Activity:
Each line from the one containing "was the only" to the end of the records below should be restated word for word; please leave out all other lines.

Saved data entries
* * *
PR #420, opened 2026-06-04
feat(webhooks): id-based replay protection for Bird webhooks

### LINKED ISSUE #391: Bird webhooks: replace timestamp window with id-based replay protection
## Context

Follow-up to [#389](https://github.com/schemalabz/opencouncil/pull/389), which widened the Bird webhook timestamp freshness window from 300s → 24h after we discovered Bird's retry queue re-delivers webhooks with the *original* event timestamp (observed 3–4h stale on real traffic). The widening was a hotfix to stop silently dropping inbound user messages (including \`STOP\` unsubscribe requests) — but it weakens replay protection: an attacker who captures a legitimate signed webhook now has up to 24h to replay it instead of 5 minutes.

The right long-term fix is **id-based replay protection** — track Bird's per-event \`id\` and reject duplicates. Time stops being part of the security model.

## Proposal

After signature verification passes in [src/app/api/webhooks/bird/route.ts](https://github.com/schemalabz/opencouncil/blob/main/src/app/api/webhooks/bird/route.ts), check whether we've already processed the event's \`id\` (extracted in [src/app/api/webhooks/bird/extract.ts](https://github.com/schemalabz/opencouncil/blob/main/src/app/api/webhooks/bird/extract.ts)):

1. **Already seen** → return 200 OK with no further work. Bird treats this as success and stops retrying.
2. **Not seen** → record the id atomically, then proceed to processing.

Once dedupe is in place, the time window can be shrunk (e.g. back to a few minutes) or removed entirely. The signature still proves authenticity; the id check stops replays.

## Storage options

Two reasonable backends — both work, pick one:

| Option | Pros | Cons |
|---|---|---|
| **Postgres table** (\`WebhookSeenId(birdId, seenAt)\`) | Durable, ACID — \`INSERT ... ON CONFLICT DO NOTHING\` is naturally atomic and tells us in one round-trip whether the id was new | One extra DB write per webhook; needs a periodic cleanup job for \`seenAt < now - retention\` |
| **Valkey set with TTL** (\`SET birdId 1 NX EX 604800\`) | Fast, fits existing cache infra, auto-expiry — no cleanup job needed | Ephemeral; a Valkey wipe means we'd briefly accept replays |

Recommendation: **Valkey with TTL** for speed and zero cleanup ops; security degrades gracefully (worst case is a brief replay window after a Valkey reset, no different from the current 24h state).

Retention: 7 days. Generous margin over Bird's observed 3–4h retry delays; fits inside DO Valkey's storage easily.

## Acceptance criteria

- [ ] Webhook handler does an atomic check-and-set on Bird's event id immediately after signature verification.
- [ ] Duplicate ids are dropped with 200 OK + a single info-level log line (\`webhook id <id> already processed — skipping\`).
- [ ] First-time ids proceed through the existing extract → persist → unsubscribe path unchanged.
- [ ] [\`REPLAY_WINDOW_SECONDS\`](https://github.com/schemalabz/opencouncil/blob/main/src/app/api/webhooks/bird/route.ts) is tightened (e.g. 1h) or removed once id dedupe is the primary defense.
- [ ] Comment block at the top of \`route.ts\` updated to reflect the new model.

## Threat model recap (for whoever picks this up)

| Threat | Current defense | After this issue |
|---|---|---|
| Spoofing (no secret) | HMAC signature | HMAC signature (unchanged) |
| Tampering in transit | HMAC signature | HMAC signature (unchanged) |
| Replay of captured webhook | Time window — was 5 min, currently 24h, weakening | id dedupe — exact, no false positives, time-window-independent |

## References

- [#389](https://github.com/schemalabz/opencouncil/pull/389) — interim fix (verify signature first, widen window)
- [Bird API docs — verifying a webhook subscription](https://docs.bird.com/api/notifications-api/api-reference/webhook-subscriptions/verifying-a-webhook-subscription)
- Bird's newer JWT signing scheme uses a \`jti\` claim for exactly this kind of dedupe — worth considering as part of the same migration ([messagebird-nodejs/lib/webhook-signature-jwt.js](https://github.com/messagebird/messagebird-nodejs/blob/master/lib/webhook-signature-jwt.js))

angelospk:
Closes #391

## What & why

PR #389 widened the Bird webhook timestamp freshness window from 300s to 24h. The reason was real: Bird's retry queue re-delivers webhooks carrying the *original* event timestamp, sometimes 3-4h stale, and the tight window was silently dropping legitimate user messages. The trade-off was that replay protection then leaned entirely on a 24h time window, so a captured signed payload could be replayed for most of a day.

This PR moves replay protection off the clock and onto the event id. After signature verification we record each event's id in Valkey with an atomic `SET NX EX` and drop exact replays. Time is no longer part of the security model.

## Changes

- **New `src/lib/notifications/webhookDedupe.ts`**
  - `markWebhookSeen(id)` does an atomic `SET bird:webhook:seen:<id> 1 NX EX 604800` (7-day TTL). A non-null reply means `'new'`, null means `'duplicate'`. When `CACHE_URL` is unset or Valkey is unreachable it returns `'unknown'` and fails open.
  - `clearWebhookSeen(id)` rolls back a marker (best-effort) so a transient processing failure doesn't poison the retry.
  - Reuses the Valkey client pattern already proven in `admin/cache/stats` (module singleton, `pingInterval`, `valkeys://` to `rediss://`).
- **`src/app/api/webhooks/bird/route.ts`**
  - Right after signature verification and field extraction, compute a dedupe id and call `markWebhookSeen`.
  - `'duplicate'` returns `200 { ok: true }` plus one info log, and Bird stops retrying.
  - `'new'` / `'unknown'` take the existing extract, persist, unsubscribe path, unchanged.
  - On a transient (non-P2002) persist error that returns 500, call `clearWebhookSeen` so the retry isn't dropped as a duplicate.
  - Rewrote the header comment to describe the new model.
- **Unit tests** for the dedupe module: new vs duplicate, status-progression keys staying distinct, the `NX/EX` args, fail-open on no `CACHE_URL` and on client error, and rollback via `clearWebhookSeen`.

### On the dedupe key and the replay window

The dedupe key is `payload.id : birdMessageId : status`, not the message id alone. Bird emits several lifecycle events for one message (`sent`, `delivered`, `failed`) under the same message id, so a message-only key would suppress legitimate progressions. Composing the stable identifiers means only an exact replay collides.

`REPLAY_WINDOW_SECONDS` stays at 24h rather than being tightened to 1h. A 1h window would reject Bird's 3-4h-stale retries at signature verification, before the dedupe layer ever runs, which is exactly the bug #389 fixed. So the window's *role* changes (sanity ceiling, not replay defense) while its value stays generous. Id dedupe is now the only replay defense.

## Testing

- `npx jest src/lib/notifications/__tests__/webhookDedupe.test.ts src/app/api/webhooks/bird/__tests__/extract.test.ts`: 54 passing.
- `npx tsc --noEmit` clean for the changed files. (There's a pre-existing unrelated `diavgeiaSignerIds`/TS2322 error on the branch base, not touched here.)

## Risks / notes

- **Threat model**: signature verification proves the payload came from Bird untampered; id dedupe stops the same signed payload being processed twice. A real attacker would still need a valid signature (they don't have the secret), so this mainly hardens against Bird's own retries and accidental re-delivery.
- **Fail-open**: if Valkey is down, dedupe degrades to the existing DB guards: the `birdMessageId` unique constraint (P2002 swallow) for inbound and `isForwardProgression` for outbound. We lose replay *rejection*, not correctness, which matches today's behaviour. Worth metering Valkey errors so a fail-open storm is visible.
- **Backend choice**: Valkey over a Postgres `WebhookSeenId` table because Valkey is already wired via `CACHE_URL`, `SET NX` is a single atomic op, and the TTL handles cleanup. No migration.
- Did not refactor `admin/cache/stats` to share the new client, to keep the change surgical.

<h3>Greptile Summary</h3>

The PR adds Valkey-backed, ID-based replay protection for signed Bird webhooks while retaining retry behavior after transient processing failures.
- Builds dedupe identifiers from the event ID, Bird message ID, and normalized status.
- Uses atomic `SET NX EX` markers with fail-open behavior when Valkey is unavailable.
- Clears first-seen markers after transient failures so Bird retries can be processed.
- Addresses the previous delimiter-collision feedback and adds the requested fallback and precedence tests.

The PR appears safe to merge.

No blocking failure remains.

| Filename | Overview |
|----------|----------|
| src/app/api/webhooks/bird/extract.ts | Extracts the composite dedupe-ID builder and replaces the ambiguous colon delimiter as previously requested. |
| src/app/api/webhooks/bird/__tests__/extract.test.ts | Adds coverage for ID precedence, missing-ID fallbacks, status separation, and the previously reported delimiter collision. |
| src/app/api/webhooks/bird/route.ts | Integrates first-seen checks, duplicate acknowledgment, and marker rollback into the signed webhook processing flow. |
| src/lib/notifications/webhookDedupe.ts | Implements atomic Valkey replay markers, fail-open handling, singleton connection reuse, and best-effort rollback. |
| src/lib/notifications/__tests__/webhookDedupe.test.ts | Covers atomic marker behavior, expiration options, unavailable-cache degradation, status-specific keys, and rollback. |

<sub>Reviews (4): Last reviewed commit: ["fix(webhooks): use | as dedupe-key separ..."](https://github.com/schemalabz/opencouncil/commit/b8a9cd4a0d743757fd35ce54ecf3b29c652e5ac6) | [Re-trigger Greptile](https://app.greptile.com/api/retrigger?id=35615094)</sub>

### DIFF
--- a/src/lib/notifications/webhookDedupe.ts
+++ b/src/lib/notifications/webhookDedupe.ts
@@ -1,0 +1,115 @@
+import { createClient } from 'redis';
+import { env } from '@/env.mjs';
+
+/**
+ * Id-based replay protection for incoming webhooks (Bird).
+ *
+ * Atomic check-and-set against Valkey: `SET <key> 1 NX EX <ttl>`. A non-null
+ * reply means the key did not exist (first time we've seen this event); a null
+ * reply means it already existed (a replay/retry of the exact same event).
+ *
+ * Backend choice: Valkey is already wired via `CACHE_URL` (DO Valkey,
+ * `valkeys://`) and proven in `src/app/api/admin/cache/stats/route.ts`. `SET NX`
+ * is a single atomic op, so there is no read-then-write race. The 7-day TTL
+ * comfortably covers Bird's retry horizon without unbounded key growth.
+ *
+ * Degradation: when `CACHE_URL` is unset (single-instance dev) or Valkey is
+ * unreachable, the dedupe call FAILS OPEN — it returns `'unknown'` so the
+ * webhook is still processed. Correctness is then guarded by the existing DB
+ * layer (the `birdMessageId` unique constraint + forward-only status
+ * progression), so failing open only loses replay *rejection*, not integrity.
+ */
+
+const KEY_PREFIX = 'bird:webhook:seen:';
+const TTL_SECONDS = 7 * 24 * 60 * 60; // 604800 — covers Bird's retry horizon
+
+export type DedupeResult = 'new' | 'duplicate' | 'unknown';
+
+// Module-level singleton — reused across requests, mirrors the pattern in
+// src/app/api/admin/cache/stats/route.ts.
+let client: ReturnType<typeof createClient> | null = null;
+let connectingPromise: Promise<ReturnType<typeof createClient> | null> | null = null;
+
+async function getClient(): Promise<ReturnType<typeof createClient> | null> {
+    if (client?.isReady) return client;
+    if (connectingPromise) return connectingPromise;
+
+    const cacheUrl = env.CACHE_URL;
+    if (!cacheUrl) return null;
+
+    connectingPromise = (async () => {
+        if (client) {
+            client.disconnect().catch(() => {});
+        }
+        // The `redis` npm package uses rediss:// for TLS; DO Valkey uses valkeys://
+        const normalizedUrl = cacheUrl.replace(/^valkeys:\/\//, 'rediss://');
+        const next = createClient({ url: normalizedUrl, pingInterval: 60_000 });
+        next.on('error', (error) => {
+            console.error('[webhook-dedupe] Valkey client error:', error.message);
+        });
+        await next.connect();
+        client = next;
+        return client;
+    })();
+
+    try {
+        return await connectingPromise;
+    } finally {
+        connectingPromise = null;
+    }
+}
+
+/**
+ * Atomically record that we've seen this webhook event id.
+ *
+ * @returns
+ *   - `'new'`       — first time we've seen this id; caller should process it.
+ *   - `'duplicate'` — already processed; caller should drop it (200 OK).
+ *   - `'unknown'`   — dedupe unavailable (no CACHE_URL / Valkey down); fail open
+ *                     and process, relying on the DB idempotency layer.
+ */
+export async function markWebhookSeen(id: string): Promise<DedupeResult> {
+    try {
+        const redisClient = await getClient();
+        if (!redisClient) return 'unknown';
+
+        const reply = await redisClient.set(`${KEY_PREFIX}${id}`, '1', {
+            NX: true,
+            EX: TTL_SECONDS,
+        });
+        // redis@4 returns 'OK' when set, null when NX prevented the write.
+        return reply === null ? 'duplicate' : 'new';
+    } catch (error) {
+        // Reset a broken client so the next request reconnects.
+        if (client && !client.isReady) {
+            client.disconnect().catch(() => {});
+            client = null;
+        }
+        console.warn(
+            '[webhook-dedupe] dedupe check failed, failing open:',
+            error instanceof Error ? error.message : error,
+        );
+        return 'unknown';
+    }
+}
+
+/**
+ * Remove a previously-recorded seen marker. Called when processing of a
+ * first-seen event fails transiently (e.g. a DB error that returns 500 and
+ * makes Bird retry) — without this, the dedupe entry would cause the retry to
+ * be dropped as a duplicate and the event would be lost permanently.
+ *
+ * Best-effort: failures are swallowed (the entry will expire via its TTL).
+ */
+export async function clearWebhookSeen(id: string): Promise<void> {
+    try {
+        const redisClient = await getClient();
+        if (!redisClient) return;
+        await redisClient.del(`${KEY_PREFIX}${id}`);
+    } catch (error) {
+        console.warn(
+            '[webhook-dedupe] failed to clear seen marker (will expire via TTL):',
+            error instanceof Error ? error.message : error,
+        );
+    }
+}
--- a/src/app/api/webhooks/bird/__tests__/extract.test.ts
+++ b/src/app/api/webhooks/bird/__tests__/extract.test.ts
@@ -1,5 +1,6 @@
 /** @jest-environment node */
 import {
+    buildDedupeId,
     extractBody,
     extractChannel,
     extractDirection,
@@ -9,6 +10,7 @@ import {
     extractPhone,
     unwrapEvent,
     type BirdMessageLike,
+    type ExtractedMessageFields,
 } from '../extract';
 
 // ---------------------------------------------------------------------------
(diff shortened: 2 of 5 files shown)


angelospk:
Both Greptile P2s are addressed in 1eea459d.

1. Dedupe-key separator: switched from `:` to `|`. A `:` can show up inside Bird payload or message ids, so `a:b` + `c` and `a` + `b:c` collapsed to the same key. `|` never appears in Bird ids, so the split stays unambiguous.

2. buildDedupeId test coverage: moved `buildDedupeId` out of the route handler into `extract.ts` (pure and exported) and added unit tests for the fallback paths: missing payload/data id (the `-` fallback), missing message id, status progressions staying distinct, and a case proving the old `:` collision no longer happens.

61/61 webhook tests pass, `npx tsc --noEmit` clean. Re-review came back with 0 new comments; resolved both threads.

src/lib/notifications/webhookDedupe.ts
```diff
@@ -0,0 +1,115 @@
...
+ */
+
+const KEY_PREFIX = 'bird:webhook:seen:';
+const TTL_SECONDS = 7 * 24 * 60 * 60; // 604800 — covers Bird's retry horizon
+
+export type DedupeResult = 'new' | 'duplicate' | 'unknown';
+
+// Module-level singleton — reused across requests, mirrors the pattern in
+// src/app/api/admin/cache/stats/route.ts.
+let client: ReturnType<typeof createClient> | null = null;
```
kouloumos: **This line is why Nix Checks fails.**

```
webhookDedupe.ts(51,9): error TS2322:
  Type 'RedisClientType<{}, {}, {}, 3, {}>' is not assignable to
  type 'RedisClientType<RedisModules, RedisFunctions, RedisScripts, RespVersions, TypeMapping> | null'
```

`createClient` is generic, so `ReturnType<typeof createClient>` resolves its type parameters to their *unresolved* forms (`RedisModules`, `RespVersions`, …). A real call infers them concretely (`{}, {}, {}, 3, {}`). The two are not assignable, so the write at line 51 is rejected.

Worth knowing: `src/lib/cache/valkey.ts` on main uses the *same* annotation and compiles fine, because it assigns the call result straight to the annotated variable, where contextual typing settles the parameters. Your version goes through an intermediate `const next` at line 46, which types independently first and then will not assign. Genuinely subtle.

A small non-generic factory makes the annotation and the call the same type, with no cast and no `any`:

```suggestion
// `createClient` is generic, so `ReturnType<typeof createClient>` resolves its type
// parameters to their unresolved forms, which a real call never produces — a call
// infers them concretely. Deriving the type from a concrete factory keeps the
// annotation and the call identical.
function createCacheClient(url: string) {
    return createClient({ url, pingInterval: 60_000 });
}
type CacheClient = ReturnType<typeof createCacheClient>;

let client: CacheClient | null = null;
```

The rest follows: `connectingPromise` and `getClient`'s return type become `CacheClient | null`, and line 46 becomes `const next = createCacheClient(normalizedUrl);`.

I have this committed locally and verified — `tsc` clean, full suite 1,885 tests passing. Say the word and Andreas can push it to your branch, or take the suggestion above and I will re-check.

src/lib/notifications/webhookDedupe.ts
```diff
@@ -0,0 +1,115 @@
...
+ * layer (the `birdMessageId` unique constraint + forward-only status
+ * progression), so failing open only loses replay *rejection*, not integrity.
+ */
+
+const KEY_PREFIX = 'bird:webhook:seen:';
+const TTL_SECONDS = 7 * 24 * 60 * 60; // 604800 — covers Bird's retry horizon
+
+export type DedupeResult = 'new' | 'duplicate' | 'unknown';
+
+// Module-level singleton — reused across requests, mirrors the pattern in
```
kouloumos: This comment is accurate for when you wrote it, and it is worth recording why it is now out of date — through no fault of yours.

`src/app/api/admin/cache/stats/route.ts` was the only precedent on 4 June. On **30 June** main gained `src/lib/cache/valkey.ts` (in `8b3ea3e8`), which is a shared client with the same singleton, the same connect-dedupe, the same URL normalization, the same `pingInterval`, and a doc comment that literally says it is *"Used for one-shot dedup markers"*.

It also has `disconnectCache()`, and the lack of an equivalent here is not theoretical: my probe against a real Valkey hung the test runner, because this module keeps a client open with no way to close it. Your mocked tests never open a socket, so they could not have caught it.

If you take the refactor, the shape I would suggest is to add two primitives to `valkey.ts` — `cacheSetIfAbsent(key, ttlSeconds)` returning whether the write landed, and `cacheDelete(key)` — and have `markWebhookSeen` / `clearWebhookSeen` call those. Everything from here down to `getClient` then goes away.

Not a blocker for the CI fix, and not something you should have to do to get this merged if Andreas would rather it were a follow-up.

christosporios:
now dead, closing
* * *
Your solution:
`src/app/api/admin/cache/stats/route.ts` was the only precedent on 4 June. On **30 June** main gained `src/lib/cache/valkey.ts` (in `8b3ea3e8`), which is a shared client with the same singleton, the same connect-dedupe, the same URL normalization, the same `pingInterval`, and a doc comment that literally says it is *"Used for one-shot dedup markers"*.

It also has `disconnectCache()`, and the lack of an equivalent here is not theoretical: my probe against a real Valkey hung the test runner, because this module keeps a client open with no way to close it. Your mocked tests never open a socket, so they could not have caught it.

If you take the refactor, the shape I would suggest is to add two primitives to `valkey.ts` — `cacheSetIfAbsent(key, ttlSeconds)` returning whether the write landed, and `cacheDelete(key)` — and have `markWebhookSeen` / `clearWebhookSeen` call those. Everything from here down to `getClient` then goes away.

Not a blocker for the CI fix, and not something you should have to do to get this merged if Andreas would rather it were a follow-up.

christosporios:
now dead, closing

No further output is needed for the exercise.